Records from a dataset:
<<<<

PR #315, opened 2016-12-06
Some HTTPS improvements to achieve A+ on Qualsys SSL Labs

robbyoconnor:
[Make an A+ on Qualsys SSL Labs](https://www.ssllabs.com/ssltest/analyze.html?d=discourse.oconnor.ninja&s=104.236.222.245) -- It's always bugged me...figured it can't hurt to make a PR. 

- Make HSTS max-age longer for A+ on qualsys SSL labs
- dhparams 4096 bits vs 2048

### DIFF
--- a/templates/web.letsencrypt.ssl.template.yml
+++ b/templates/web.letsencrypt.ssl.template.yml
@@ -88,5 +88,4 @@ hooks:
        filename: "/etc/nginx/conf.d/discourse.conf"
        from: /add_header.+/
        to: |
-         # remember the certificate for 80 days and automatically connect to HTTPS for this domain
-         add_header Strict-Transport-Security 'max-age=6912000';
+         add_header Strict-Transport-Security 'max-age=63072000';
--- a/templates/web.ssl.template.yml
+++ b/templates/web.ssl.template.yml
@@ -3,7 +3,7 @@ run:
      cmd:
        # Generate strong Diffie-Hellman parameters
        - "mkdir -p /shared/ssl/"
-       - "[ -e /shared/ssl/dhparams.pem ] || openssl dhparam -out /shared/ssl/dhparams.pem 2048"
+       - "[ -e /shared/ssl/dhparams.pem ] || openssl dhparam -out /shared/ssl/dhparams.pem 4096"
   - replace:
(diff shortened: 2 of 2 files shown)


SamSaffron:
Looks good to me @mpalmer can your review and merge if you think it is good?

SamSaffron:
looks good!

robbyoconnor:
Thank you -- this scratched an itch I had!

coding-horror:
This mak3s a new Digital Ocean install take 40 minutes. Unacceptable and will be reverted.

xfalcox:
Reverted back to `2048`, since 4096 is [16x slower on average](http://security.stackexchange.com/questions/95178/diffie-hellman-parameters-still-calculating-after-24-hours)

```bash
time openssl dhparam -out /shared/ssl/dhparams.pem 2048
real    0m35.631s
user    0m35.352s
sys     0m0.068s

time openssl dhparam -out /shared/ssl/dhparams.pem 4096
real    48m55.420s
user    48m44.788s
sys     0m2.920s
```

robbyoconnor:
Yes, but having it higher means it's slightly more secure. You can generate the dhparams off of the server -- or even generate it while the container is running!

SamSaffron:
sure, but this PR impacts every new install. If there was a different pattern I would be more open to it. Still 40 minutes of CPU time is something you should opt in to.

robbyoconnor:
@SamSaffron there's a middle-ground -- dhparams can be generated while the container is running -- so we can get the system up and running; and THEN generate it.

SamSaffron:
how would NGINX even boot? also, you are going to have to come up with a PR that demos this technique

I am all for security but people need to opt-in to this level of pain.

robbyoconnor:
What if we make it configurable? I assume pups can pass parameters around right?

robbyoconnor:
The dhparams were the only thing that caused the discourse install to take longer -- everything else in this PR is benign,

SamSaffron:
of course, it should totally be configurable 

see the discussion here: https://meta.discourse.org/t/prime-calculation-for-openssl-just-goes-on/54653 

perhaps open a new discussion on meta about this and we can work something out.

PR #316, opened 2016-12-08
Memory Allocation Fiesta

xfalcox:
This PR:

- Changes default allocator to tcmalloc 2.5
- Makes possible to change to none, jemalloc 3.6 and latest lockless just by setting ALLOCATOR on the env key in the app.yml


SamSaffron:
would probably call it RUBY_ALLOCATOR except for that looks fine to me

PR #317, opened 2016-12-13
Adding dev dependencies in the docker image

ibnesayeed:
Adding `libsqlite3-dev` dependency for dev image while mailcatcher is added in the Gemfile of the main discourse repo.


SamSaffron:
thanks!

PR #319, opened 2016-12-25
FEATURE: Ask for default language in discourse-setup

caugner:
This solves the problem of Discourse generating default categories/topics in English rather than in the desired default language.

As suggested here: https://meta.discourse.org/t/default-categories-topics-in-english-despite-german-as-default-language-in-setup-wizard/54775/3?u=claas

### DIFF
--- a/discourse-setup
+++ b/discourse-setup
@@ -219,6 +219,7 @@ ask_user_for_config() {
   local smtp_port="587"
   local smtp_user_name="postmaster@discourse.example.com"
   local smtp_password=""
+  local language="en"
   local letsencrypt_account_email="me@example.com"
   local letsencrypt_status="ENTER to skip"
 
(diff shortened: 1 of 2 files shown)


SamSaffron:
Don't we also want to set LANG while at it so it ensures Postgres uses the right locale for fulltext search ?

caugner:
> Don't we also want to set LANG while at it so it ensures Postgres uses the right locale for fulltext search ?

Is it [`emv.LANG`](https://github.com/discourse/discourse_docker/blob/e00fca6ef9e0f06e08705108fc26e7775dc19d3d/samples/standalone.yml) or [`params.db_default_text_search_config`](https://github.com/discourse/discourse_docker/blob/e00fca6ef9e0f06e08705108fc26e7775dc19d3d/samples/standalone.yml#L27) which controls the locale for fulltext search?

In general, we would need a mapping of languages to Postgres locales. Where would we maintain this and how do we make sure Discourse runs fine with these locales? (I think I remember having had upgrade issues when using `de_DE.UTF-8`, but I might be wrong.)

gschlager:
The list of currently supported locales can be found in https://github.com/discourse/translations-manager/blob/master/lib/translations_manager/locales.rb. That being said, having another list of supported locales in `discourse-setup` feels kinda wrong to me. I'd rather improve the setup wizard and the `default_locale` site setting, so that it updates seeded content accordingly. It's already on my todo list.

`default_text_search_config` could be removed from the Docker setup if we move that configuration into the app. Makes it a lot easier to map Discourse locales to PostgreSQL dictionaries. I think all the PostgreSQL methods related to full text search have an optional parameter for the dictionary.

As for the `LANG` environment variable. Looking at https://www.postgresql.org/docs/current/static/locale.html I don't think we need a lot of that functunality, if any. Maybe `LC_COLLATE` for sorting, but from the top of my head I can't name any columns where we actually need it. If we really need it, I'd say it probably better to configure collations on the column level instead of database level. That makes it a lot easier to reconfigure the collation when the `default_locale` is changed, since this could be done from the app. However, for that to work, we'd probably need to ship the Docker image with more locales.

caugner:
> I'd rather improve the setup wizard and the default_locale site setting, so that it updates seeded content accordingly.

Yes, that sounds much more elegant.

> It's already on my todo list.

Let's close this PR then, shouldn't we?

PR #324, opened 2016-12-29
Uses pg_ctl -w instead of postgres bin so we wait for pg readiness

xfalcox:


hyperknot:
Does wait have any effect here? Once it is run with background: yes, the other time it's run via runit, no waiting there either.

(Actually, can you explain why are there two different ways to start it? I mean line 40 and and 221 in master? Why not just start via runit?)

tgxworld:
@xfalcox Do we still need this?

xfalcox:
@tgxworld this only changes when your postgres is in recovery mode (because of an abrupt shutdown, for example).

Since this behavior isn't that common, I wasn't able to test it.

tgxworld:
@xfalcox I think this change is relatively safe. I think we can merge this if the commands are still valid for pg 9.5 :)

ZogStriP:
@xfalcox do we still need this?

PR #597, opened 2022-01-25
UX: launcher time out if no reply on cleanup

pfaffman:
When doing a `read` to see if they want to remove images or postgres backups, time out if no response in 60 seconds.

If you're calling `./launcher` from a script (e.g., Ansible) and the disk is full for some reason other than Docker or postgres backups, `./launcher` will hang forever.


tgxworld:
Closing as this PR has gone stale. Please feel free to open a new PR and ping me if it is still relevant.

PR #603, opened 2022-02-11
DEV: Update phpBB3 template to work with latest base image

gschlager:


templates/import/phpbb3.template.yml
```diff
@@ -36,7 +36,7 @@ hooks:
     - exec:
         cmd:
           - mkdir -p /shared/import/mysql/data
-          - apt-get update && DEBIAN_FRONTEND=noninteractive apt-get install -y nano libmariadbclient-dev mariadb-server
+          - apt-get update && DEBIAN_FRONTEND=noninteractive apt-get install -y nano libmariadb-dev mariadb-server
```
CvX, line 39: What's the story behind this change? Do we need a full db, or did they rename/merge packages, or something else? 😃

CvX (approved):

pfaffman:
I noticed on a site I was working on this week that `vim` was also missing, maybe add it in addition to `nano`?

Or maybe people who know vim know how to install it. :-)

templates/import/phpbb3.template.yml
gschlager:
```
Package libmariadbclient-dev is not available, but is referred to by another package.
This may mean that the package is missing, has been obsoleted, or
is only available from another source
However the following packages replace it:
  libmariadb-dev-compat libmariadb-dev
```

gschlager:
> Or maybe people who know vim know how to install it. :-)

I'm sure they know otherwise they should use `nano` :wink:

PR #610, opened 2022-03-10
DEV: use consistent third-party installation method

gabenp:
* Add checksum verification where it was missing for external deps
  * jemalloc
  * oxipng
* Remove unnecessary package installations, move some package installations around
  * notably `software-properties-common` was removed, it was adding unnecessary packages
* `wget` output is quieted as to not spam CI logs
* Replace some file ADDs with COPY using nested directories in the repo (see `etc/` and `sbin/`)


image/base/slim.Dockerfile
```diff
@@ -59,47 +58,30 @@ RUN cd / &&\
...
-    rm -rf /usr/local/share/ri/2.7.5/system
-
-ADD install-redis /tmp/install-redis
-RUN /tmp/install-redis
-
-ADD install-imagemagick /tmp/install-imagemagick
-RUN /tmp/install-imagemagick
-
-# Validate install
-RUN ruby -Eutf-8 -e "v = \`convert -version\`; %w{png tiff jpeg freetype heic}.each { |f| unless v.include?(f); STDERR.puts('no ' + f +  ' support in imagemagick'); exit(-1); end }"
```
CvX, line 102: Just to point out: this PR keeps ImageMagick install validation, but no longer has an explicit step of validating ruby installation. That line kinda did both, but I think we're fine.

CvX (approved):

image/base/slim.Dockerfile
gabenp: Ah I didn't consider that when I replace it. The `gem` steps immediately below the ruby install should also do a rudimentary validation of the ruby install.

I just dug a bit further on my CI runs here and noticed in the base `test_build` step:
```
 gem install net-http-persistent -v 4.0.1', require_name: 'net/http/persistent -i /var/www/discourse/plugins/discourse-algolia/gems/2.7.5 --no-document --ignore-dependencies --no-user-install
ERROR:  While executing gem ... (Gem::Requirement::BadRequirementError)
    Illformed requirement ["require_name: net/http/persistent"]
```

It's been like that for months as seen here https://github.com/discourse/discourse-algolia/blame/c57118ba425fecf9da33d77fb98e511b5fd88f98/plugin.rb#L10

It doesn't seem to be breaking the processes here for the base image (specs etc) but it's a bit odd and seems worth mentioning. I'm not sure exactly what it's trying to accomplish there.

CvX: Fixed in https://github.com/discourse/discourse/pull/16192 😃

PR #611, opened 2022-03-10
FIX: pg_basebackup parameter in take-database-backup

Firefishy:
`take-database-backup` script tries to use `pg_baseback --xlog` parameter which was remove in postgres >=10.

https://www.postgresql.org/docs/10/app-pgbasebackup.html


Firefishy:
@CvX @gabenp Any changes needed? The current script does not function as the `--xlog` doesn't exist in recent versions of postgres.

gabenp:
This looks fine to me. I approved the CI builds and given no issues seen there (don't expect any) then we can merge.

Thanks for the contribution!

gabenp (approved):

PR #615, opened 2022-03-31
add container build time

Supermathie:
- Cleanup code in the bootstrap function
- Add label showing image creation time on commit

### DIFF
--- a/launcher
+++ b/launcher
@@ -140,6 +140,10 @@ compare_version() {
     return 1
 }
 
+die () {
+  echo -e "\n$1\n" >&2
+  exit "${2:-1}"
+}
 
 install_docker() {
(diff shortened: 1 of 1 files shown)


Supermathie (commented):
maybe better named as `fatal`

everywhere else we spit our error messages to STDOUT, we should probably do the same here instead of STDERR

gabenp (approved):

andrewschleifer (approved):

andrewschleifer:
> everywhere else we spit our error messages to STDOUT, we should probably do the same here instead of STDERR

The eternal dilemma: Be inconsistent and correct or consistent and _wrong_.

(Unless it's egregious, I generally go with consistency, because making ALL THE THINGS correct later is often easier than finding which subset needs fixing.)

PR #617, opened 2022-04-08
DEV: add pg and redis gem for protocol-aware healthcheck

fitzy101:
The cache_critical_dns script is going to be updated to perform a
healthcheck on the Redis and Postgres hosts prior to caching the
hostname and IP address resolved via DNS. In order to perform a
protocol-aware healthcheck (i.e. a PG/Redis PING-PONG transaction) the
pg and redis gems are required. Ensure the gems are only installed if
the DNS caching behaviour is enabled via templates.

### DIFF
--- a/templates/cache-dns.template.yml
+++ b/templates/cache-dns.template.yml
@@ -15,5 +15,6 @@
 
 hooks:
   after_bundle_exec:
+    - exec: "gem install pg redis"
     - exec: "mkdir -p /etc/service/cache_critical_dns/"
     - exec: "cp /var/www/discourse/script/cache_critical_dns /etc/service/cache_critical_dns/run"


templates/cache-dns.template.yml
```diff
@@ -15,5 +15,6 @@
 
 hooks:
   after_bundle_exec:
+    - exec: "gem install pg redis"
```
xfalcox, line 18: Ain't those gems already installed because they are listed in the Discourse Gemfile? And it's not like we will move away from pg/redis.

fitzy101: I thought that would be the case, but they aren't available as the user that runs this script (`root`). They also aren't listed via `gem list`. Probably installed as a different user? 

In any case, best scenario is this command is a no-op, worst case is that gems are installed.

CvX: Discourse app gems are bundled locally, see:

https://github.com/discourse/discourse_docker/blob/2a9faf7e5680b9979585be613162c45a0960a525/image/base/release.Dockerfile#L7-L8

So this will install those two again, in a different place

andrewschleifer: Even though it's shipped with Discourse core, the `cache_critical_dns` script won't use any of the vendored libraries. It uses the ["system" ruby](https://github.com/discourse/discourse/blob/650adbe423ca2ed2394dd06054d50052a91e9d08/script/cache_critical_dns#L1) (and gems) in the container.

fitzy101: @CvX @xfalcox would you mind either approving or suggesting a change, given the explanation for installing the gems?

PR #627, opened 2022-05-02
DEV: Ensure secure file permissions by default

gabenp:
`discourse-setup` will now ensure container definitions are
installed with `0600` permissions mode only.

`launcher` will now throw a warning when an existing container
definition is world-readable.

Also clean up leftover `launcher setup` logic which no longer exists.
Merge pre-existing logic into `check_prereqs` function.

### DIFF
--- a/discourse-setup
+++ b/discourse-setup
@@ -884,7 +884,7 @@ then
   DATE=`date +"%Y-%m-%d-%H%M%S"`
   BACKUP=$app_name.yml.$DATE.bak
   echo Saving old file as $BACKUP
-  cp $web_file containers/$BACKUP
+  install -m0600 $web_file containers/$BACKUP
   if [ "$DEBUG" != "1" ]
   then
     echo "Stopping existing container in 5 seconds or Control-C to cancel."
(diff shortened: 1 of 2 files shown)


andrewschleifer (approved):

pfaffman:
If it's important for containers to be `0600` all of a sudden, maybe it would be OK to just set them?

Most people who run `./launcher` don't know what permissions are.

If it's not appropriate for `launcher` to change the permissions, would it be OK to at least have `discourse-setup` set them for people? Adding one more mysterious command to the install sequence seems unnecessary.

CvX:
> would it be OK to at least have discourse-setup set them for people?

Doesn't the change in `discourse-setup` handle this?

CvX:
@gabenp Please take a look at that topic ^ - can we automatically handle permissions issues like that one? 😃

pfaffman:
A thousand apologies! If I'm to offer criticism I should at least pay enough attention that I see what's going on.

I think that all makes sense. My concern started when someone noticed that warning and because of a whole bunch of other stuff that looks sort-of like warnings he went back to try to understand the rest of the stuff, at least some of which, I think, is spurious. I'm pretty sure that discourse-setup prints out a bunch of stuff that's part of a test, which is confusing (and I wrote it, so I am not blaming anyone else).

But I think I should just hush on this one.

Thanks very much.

>>>>

Task details
Copy all lines of the preceding data that hold the word "server".

Response area
Yes, but having it higher means it's slightly more secure. You can generate the dhparams off of the server -- or even generate it while the container is running!
-          - apt-get update && DEBIAN_FRONTEND=noninteractive apt-get install -y nano libmariadbclient-dev mariadb-server
+          - apt-get update && DEBIAN_FRONTEND=noninteractive apt-get install -y nano libmariadb-dev mariadb-server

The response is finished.